Let $\mathcal{C}$ be a combinatorial model category and $\mathrm{T}$ a monad on $\mathcal{C}.$

Assume that the model structure on $\mathcal{C}$ lifts to a model structure on the category of $\mathrm{T}$-algebras $\mathrm{Alg}_{\mathrm{T} }(\mathcal{C}),$ where the weak equivalences and fibrations are those of $\mathcal{C}.$

Assume that $\mathrm{T}: \mathcal{C} \to \mathcal{C} $ preserves homotopy colimits indexed by $\Delta^{\mathrm{op}}.$

Does the forgetful functor $\mathrm{Alg}_{\mathrm{T} }(\mathcal{C}) \to \mathcal{C}$ preserve homotopy colimits indexed by $\Delta^{\mathrm{op}}?$

More generally one can ask the question replacing $\Delta^{\mathrm{op}}$ by an arbitrary category.

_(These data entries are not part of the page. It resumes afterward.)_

PR #710, opened 2022-03-16
Indicate when data is still loading

### LINKED ISSUE #649: Views: Visually show when data is still loading
If data that should currently be visible to the user is still loading, show this visually so that users don’t start interpreting what they see.

Some users expressed frustration that they would start interpreting the data and then additional chart elements would suddenly appear.

e.g. Grey out the view

hriday-panchasara:
Users expressed frustration that they would start interpreting the data and then additional chart elements would suddenly appear. Therefore in timeline-chart and xy-charts when data is being fetched due to user interactions (toggle tree, zoom and pan) show a loading spinner next to the title bar.

Examples:
Screen Recording 2022-03-16 at 2 57 28 PM
Screen Recording 2022-03-16 at 3 03 33 PM
Screen Recording 2022-03-16 at 3 04 19 PM

Fixes #649

### DIFF
--- a/packages/react-components/src/components/abstract-output-component.tsx
+++ b/packages/react-components/src/components/abstract-output-component.tsx
@@ -92,6 +92,8 @@ export abstract class AbstractOutputComponent<P extends AbstractOutputProps, S e
             </button>
             <div className='title-bar-label' title={outputName} onClick={() => this.setFocus()}>
                 {outputName}
+                <i id={this.props.traceId + this.props.outputDescriptor.id + 'handleSpinner'} className='fa fa-refresh fa-spin'
+                    style={{ marginTop: '5px', visibility: 'hidden'}} />
             </div>
         </React.Fragment>;
     }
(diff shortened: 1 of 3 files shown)


hriday-panchasara:
@PatrickTasse removed animation from loading icon

PatrickTasse (dismissed):

bhufmann:
> @PatrickTasse removed animation from loading icon

@hriday-panchasara why was the animation removed? I would expect a spinning wheel instead. Without, it looks like a refresh button which the user could press. Please let me know.

hriday-panchasara:
> > @PatrickTasse removed animation from loading icon
> 
> @hriday-panchasara why was the animation removed? I would expect a spinning wheel instead. Without, it looks like a refresh button which the user could press. Just curious. Please let me know.

Since the icon appears everytime new data is being rendered, I thought removing the animation would bring less attention to it. But I agree with your comment as well, and I've added the animation back

PatrickTasse (approved):

bhufmann (approved):
Looks good to me. Thanks!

Remark: If $\mathrm{T}: \mathcal{C} \to \mathcal{C} $ preserves colimits indexed by some category $\mathrm{K}, $ the forgetful functor $\mathrm{Alg}_{\mathrm{T} }(\mathcal{C}) \to \mathcal{C}$ preserves colimits indexed by $\mathrm{K}.$

This also holds for $\infty$-categories with the appropriate notion of monad and algebras over a monad.